Released last week by the Chief Justice of India S.A. Bobde, the paper offers a primer on the integration of AI in the Indian judicial system for the stakeholders involved such as judges, judicial officers and litigants.

The report comes at a time when the Supreme Court is working on a new composite AI tool — Supreme Court Portal for Assistance in Court Efficiency (SUPACE) — which will carry out different processes such as data mining, legal research and projecting case progress.

The preliminary work on the use of AI in the judicial system commenced in November 2019 when the top court incorporated a translation tool called SUVAAS to ease and expedite translation of judicial orders and rulings from English to vernacular languages.

With its e-courts project, the Indian judiciary has taken a quantum leap to fully harness the possibilities that cutting-edge AI technology has to offer in the last two years, the paper said.

Launched in 2013, this project envisages to provide efficient and time-bound citizen-centric service delivery in courts.
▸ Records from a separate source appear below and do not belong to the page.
PR #539, opened 2021-04-28
chore: 🤖 Update node version engines

calcaide:
Update the node versions our UI's can use. These versions are specified
on the engines key in the package.json of each UI (admin and desktop).
Our UI's can run from node v10 to v14, we can not run on v15 because
ember-cli does not support it yet (info [here](https://github.com/ember-cli/ember-cli/blob/master/docs/node-support.md)).

**How to test?**
 I use [nvm](https://github.com/nvm-sh/nvm) to switch node version in my dev environment.
- Run `yarn run start` using `node` version `10`, `12` and `14`, should run no problem.
- Run `yarn run start` using `node` version `15`, should not run. You should see in the terminal a message like this `The engine "node" is incompatible with this module. Expected version ">=10 <=14". Got "15.14.0"`

### DIFF
--- a/addons/rose/package.json
+++ b/addons/rose/package.json
@@ -87,7 +87,7 @@
     "sass-lint": "^1.13.1"
   },
   "engines": {
-    "node": ">=10 <=14"
+    "node": ">=10 <=15"
   },
   "ember": {
     "edition": "octane"
--- a/addons/rose/package.json
+++ b/addons/rose/package.json
@@ -36,8 +36,7 @@
     "ember-named-blocks-polyfill": "^0.2.4",
     "ember-radio-button": "^2.0.1",
     "ember-uuid": "^2.1.0",
-    "emberx-select": "github:adopted-ember-addons/emberx-select#bc5f774",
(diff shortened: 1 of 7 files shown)


randallmorey (changes requested):
I suggest adding this to the other packages as well:  addons and the top-level workspaces package.

addons/rose/package.json
```diff
@@ -36,8 +36,7 @@
     "ember-named-blocks-polyfill": "^0.2.4",
     "ember-radio-button": "^2.0.1",
     "ember-uuid": "^2.1.0",
-    "emberx-select": "github:adopted-ember-addons/emberx-select#bc5f774",
-    "ember-named-blocks-polyfill": "^0.2.4"
```
calcaide, line 40: @randallmorey the deletion of `ember-named-blocks-polyfill` is unrelated to topic of this PR, but as you can see in the line 36, it is already included, so is a duplicate package.

randallmorey: Good catch.  Thank you!

randallmorey (approved):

It also looks to develop, install and implement a decision support system and automate processes to provide transparency in access to information to all stakeholders.


Also read: There’s 1 judge for every 50,000 citizens, 1 cop for 858 people, shows India Justice Report


AI to improve administrative efficiency

Besides doing their judicial tasks, judges in all courts, including the Supreme Court, are required to undertake administrative work as well.

In this context, the paper talks about developing “task-specific narrow AI tools”, which can help judges in spending less time on administrative responsibilities.

Such tools would also ease the “general rigour of the registry”, from scheduling a hearing and creating cause-lists to more complex tasks like discovery and review of evidentiary documents.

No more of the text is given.